Your answer is a number only: how many lines in the data below contain "user"?

[Stored dataset items]
────

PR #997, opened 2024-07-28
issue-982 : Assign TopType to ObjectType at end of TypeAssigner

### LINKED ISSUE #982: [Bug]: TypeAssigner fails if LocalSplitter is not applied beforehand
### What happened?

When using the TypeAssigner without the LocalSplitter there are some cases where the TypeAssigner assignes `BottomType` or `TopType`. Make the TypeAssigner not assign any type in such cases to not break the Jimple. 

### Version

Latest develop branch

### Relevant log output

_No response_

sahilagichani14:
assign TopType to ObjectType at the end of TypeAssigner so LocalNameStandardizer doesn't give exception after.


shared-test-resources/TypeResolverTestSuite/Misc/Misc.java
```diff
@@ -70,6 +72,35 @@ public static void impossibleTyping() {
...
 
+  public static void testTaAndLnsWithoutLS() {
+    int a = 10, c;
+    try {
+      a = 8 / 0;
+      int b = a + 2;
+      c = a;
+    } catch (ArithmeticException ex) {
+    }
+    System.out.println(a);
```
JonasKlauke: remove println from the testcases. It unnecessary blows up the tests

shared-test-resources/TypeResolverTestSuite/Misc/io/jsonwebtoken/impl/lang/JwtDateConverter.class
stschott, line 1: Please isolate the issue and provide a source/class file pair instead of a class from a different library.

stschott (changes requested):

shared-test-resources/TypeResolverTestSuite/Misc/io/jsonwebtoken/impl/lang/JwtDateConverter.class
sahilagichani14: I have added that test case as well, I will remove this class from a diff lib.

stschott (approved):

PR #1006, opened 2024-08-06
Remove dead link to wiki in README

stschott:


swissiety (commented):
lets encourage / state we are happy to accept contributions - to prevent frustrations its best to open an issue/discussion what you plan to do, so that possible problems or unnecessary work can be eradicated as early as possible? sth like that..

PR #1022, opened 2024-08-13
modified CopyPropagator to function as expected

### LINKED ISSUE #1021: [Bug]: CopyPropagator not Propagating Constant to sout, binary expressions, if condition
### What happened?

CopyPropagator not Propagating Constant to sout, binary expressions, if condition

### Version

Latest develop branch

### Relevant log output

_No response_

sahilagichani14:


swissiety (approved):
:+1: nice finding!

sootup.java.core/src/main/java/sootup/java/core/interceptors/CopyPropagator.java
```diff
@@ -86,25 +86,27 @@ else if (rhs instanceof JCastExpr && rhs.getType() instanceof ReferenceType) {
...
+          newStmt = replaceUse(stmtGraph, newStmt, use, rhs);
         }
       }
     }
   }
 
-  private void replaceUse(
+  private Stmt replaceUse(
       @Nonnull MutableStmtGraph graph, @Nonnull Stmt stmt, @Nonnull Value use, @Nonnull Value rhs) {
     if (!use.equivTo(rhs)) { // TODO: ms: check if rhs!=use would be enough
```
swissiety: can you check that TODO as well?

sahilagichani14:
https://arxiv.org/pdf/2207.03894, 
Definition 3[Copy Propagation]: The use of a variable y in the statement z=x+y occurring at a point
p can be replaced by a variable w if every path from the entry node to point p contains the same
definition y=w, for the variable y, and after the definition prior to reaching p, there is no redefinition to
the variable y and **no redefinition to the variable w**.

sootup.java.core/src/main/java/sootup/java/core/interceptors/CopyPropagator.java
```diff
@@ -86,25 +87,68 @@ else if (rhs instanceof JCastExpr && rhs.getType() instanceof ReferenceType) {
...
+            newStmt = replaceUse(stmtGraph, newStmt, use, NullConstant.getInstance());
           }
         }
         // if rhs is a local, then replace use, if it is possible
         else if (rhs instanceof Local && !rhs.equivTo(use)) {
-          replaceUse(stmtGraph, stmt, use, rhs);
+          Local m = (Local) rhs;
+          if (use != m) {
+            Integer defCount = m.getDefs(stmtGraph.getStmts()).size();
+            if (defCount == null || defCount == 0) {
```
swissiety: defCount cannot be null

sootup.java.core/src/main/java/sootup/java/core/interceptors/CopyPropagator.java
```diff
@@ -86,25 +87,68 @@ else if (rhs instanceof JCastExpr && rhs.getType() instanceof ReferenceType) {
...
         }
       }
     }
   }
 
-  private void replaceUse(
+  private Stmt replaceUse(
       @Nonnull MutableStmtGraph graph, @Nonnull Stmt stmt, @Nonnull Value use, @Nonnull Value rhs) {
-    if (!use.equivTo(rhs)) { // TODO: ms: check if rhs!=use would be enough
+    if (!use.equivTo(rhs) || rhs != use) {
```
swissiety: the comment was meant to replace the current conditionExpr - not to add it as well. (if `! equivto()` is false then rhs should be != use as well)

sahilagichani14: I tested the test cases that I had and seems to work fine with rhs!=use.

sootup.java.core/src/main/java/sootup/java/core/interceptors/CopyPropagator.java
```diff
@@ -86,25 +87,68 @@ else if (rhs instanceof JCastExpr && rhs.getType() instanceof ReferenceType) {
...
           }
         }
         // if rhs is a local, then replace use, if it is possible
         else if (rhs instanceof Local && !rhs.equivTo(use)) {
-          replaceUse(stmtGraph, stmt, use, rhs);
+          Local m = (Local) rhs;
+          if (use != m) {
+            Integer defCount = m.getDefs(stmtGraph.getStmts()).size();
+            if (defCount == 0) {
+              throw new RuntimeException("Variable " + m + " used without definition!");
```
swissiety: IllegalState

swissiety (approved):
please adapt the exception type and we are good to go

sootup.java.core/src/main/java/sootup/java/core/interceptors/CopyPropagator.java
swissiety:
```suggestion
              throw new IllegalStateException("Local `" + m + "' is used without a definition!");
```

────

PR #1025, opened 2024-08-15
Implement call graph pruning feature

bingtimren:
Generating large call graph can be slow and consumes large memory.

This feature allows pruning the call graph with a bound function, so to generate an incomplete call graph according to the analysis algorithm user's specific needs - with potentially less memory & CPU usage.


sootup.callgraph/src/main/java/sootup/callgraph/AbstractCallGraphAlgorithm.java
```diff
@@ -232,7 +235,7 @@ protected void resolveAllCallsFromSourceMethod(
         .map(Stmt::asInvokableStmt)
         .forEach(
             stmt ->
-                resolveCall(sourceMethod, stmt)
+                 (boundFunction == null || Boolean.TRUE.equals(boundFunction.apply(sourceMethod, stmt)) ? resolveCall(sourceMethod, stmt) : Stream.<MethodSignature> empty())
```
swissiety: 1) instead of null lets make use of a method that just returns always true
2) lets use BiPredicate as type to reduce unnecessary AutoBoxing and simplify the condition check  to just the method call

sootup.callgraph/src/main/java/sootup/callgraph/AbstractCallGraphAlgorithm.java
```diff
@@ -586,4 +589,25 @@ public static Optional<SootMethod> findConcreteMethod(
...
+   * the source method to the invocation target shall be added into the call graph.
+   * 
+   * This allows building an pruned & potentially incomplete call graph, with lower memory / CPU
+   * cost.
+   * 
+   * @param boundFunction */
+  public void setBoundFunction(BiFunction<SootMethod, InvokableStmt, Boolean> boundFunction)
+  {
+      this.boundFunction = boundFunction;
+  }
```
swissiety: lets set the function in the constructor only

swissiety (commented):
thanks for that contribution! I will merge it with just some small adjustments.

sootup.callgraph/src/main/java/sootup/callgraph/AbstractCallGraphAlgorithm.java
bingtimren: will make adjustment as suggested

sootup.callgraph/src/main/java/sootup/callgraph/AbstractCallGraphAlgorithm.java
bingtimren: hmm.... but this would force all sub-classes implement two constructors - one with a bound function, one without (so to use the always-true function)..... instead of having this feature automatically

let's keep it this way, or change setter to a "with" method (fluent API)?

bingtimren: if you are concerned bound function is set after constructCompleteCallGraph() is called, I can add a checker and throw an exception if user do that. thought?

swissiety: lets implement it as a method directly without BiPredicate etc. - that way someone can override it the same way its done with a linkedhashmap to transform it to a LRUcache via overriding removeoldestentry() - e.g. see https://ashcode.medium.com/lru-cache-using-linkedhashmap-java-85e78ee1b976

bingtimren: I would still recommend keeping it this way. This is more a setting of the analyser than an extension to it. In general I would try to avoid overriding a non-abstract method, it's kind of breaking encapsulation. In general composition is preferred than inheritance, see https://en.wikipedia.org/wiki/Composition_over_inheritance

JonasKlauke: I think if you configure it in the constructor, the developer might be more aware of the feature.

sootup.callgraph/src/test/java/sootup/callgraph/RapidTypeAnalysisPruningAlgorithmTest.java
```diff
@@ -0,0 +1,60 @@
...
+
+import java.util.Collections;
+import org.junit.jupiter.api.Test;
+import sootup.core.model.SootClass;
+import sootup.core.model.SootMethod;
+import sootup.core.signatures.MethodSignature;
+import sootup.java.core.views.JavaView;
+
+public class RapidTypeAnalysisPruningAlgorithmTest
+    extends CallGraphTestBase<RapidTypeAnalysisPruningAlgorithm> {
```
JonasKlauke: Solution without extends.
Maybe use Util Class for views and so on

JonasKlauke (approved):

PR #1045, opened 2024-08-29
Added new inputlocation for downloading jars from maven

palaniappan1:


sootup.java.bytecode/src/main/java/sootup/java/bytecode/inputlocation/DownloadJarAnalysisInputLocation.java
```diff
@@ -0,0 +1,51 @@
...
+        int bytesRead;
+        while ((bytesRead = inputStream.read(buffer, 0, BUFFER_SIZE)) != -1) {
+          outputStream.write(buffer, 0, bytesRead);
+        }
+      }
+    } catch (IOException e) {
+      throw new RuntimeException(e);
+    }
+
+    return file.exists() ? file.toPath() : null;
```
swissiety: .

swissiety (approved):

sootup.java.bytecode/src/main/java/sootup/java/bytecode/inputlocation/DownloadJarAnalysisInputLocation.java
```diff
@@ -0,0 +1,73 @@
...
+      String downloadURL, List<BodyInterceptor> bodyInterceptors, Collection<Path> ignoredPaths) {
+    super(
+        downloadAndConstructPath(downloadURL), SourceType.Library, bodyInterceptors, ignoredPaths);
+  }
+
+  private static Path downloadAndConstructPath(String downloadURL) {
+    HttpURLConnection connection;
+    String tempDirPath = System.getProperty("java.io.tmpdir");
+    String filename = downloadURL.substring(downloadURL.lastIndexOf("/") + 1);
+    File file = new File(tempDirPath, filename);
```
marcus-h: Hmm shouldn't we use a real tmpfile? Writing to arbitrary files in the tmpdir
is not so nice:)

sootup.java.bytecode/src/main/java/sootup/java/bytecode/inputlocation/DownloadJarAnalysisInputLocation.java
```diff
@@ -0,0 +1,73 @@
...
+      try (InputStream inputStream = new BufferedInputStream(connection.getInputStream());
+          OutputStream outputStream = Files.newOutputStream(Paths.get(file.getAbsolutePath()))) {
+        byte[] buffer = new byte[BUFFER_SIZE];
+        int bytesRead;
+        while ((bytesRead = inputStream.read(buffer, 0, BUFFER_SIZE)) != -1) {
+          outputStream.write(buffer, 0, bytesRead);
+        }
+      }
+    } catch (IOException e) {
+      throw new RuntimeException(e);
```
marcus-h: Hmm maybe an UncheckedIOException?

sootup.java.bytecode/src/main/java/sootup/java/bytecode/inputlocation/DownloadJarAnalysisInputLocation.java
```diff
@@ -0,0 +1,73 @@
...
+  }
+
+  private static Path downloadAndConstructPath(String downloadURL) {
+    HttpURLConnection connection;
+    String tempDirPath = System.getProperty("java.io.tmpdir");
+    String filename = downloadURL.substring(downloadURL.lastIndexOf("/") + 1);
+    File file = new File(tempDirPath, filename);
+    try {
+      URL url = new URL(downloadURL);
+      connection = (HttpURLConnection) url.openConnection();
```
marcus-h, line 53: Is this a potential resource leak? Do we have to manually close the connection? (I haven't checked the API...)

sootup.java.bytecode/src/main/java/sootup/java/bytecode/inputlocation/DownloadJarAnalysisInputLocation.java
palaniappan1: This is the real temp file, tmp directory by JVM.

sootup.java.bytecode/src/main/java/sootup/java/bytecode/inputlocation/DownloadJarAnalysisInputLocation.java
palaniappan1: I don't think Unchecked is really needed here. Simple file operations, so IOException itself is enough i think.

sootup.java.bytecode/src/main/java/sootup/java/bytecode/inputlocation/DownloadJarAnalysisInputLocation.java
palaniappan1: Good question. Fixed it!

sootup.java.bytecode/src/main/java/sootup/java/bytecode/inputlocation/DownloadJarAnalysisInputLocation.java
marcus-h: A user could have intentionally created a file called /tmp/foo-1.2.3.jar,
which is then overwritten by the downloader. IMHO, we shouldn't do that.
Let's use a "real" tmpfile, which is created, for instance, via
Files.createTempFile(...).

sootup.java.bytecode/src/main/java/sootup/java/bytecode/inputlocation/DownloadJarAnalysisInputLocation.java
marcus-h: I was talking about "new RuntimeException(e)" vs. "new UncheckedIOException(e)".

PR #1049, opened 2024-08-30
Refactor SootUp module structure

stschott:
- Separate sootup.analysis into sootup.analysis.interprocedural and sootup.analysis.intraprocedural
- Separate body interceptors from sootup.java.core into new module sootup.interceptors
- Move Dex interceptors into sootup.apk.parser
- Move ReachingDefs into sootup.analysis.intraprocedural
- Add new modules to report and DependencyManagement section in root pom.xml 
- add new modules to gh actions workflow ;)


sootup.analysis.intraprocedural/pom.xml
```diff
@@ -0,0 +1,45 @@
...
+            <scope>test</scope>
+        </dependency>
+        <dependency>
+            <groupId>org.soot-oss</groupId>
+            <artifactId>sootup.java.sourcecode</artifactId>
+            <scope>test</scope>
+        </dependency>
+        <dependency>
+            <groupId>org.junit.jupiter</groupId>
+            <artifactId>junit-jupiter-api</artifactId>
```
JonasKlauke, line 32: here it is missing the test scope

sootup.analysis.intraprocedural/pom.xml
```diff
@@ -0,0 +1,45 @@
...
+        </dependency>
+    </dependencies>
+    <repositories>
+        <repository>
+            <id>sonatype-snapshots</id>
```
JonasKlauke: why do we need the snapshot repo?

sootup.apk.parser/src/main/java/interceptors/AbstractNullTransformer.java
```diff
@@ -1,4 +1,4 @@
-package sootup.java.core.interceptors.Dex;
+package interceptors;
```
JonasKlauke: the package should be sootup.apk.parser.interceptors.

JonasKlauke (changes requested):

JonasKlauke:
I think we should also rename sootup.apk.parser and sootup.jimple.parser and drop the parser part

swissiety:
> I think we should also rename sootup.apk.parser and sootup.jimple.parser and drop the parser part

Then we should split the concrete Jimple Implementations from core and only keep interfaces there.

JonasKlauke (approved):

────

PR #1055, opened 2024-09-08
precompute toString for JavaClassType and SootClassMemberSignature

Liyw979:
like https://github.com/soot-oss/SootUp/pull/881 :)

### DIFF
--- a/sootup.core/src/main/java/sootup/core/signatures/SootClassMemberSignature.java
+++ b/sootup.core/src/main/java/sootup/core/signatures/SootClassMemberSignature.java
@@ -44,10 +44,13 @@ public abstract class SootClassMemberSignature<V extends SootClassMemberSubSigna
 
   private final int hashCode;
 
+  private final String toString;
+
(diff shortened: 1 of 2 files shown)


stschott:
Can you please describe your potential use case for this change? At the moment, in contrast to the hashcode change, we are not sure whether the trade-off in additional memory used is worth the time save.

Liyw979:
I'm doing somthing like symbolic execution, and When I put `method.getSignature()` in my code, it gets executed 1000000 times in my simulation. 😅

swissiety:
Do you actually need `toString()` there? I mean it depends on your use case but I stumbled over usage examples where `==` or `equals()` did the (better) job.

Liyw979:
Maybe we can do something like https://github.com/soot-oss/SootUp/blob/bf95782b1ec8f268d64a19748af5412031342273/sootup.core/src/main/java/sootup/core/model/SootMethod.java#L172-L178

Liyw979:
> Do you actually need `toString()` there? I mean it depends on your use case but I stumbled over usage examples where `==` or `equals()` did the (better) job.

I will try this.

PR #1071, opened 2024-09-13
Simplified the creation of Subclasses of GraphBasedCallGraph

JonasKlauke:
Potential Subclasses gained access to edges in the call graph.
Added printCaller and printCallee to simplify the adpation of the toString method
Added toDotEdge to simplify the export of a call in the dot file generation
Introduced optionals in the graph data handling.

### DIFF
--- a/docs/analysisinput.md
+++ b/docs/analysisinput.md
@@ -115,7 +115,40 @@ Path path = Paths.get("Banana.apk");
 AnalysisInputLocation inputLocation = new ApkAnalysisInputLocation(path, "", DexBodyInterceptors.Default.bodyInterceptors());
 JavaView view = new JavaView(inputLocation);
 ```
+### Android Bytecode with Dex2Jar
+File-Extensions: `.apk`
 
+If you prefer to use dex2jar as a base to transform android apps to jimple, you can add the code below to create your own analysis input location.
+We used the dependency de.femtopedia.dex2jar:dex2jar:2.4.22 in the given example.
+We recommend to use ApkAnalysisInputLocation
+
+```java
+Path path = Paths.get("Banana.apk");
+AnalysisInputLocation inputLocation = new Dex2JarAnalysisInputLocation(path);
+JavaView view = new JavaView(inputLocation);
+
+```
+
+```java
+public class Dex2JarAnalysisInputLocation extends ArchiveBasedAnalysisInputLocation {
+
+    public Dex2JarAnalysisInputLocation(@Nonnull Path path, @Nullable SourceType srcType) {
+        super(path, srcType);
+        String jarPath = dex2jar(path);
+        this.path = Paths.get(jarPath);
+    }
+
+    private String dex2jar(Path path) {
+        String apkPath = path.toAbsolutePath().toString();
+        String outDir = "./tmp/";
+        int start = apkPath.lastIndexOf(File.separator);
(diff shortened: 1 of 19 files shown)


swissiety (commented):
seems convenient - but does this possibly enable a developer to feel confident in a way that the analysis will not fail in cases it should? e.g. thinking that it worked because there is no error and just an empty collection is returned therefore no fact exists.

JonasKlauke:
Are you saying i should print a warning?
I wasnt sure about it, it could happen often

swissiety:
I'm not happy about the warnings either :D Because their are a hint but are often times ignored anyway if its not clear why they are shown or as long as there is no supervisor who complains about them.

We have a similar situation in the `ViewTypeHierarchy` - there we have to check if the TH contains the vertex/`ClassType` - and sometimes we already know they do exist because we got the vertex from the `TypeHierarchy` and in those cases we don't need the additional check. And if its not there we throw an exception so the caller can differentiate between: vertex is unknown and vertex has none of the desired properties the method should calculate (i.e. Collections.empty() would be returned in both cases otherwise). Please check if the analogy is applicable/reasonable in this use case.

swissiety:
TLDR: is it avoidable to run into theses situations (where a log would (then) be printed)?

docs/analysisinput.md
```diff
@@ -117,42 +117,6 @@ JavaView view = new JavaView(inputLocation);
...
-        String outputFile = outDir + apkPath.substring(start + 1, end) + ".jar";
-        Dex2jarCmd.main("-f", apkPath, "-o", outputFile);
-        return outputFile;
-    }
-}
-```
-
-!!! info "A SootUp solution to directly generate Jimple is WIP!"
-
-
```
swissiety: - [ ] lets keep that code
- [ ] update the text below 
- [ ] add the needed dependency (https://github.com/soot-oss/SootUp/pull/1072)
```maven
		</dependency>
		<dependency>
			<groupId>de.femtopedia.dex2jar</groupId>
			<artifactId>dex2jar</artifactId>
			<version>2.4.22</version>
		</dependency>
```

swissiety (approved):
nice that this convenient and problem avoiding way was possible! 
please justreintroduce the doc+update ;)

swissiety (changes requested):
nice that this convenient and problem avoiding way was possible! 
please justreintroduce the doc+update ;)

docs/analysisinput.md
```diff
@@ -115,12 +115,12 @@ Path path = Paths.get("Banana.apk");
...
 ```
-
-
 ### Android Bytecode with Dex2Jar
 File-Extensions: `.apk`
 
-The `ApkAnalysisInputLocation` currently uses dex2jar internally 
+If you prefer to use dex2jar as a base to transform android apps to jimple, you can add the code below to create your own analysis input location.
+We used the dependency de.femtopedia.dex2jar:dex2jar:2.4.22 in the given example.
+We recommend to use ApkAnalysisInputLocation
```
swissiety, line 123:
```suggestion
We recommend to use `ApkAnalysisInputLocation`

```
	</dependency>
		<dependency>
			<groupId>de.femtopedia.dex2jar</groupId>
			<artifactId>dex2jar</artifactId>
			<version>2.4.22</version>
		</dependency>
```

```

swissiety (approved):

────

### OUTPUT OF THE EXERCISE
3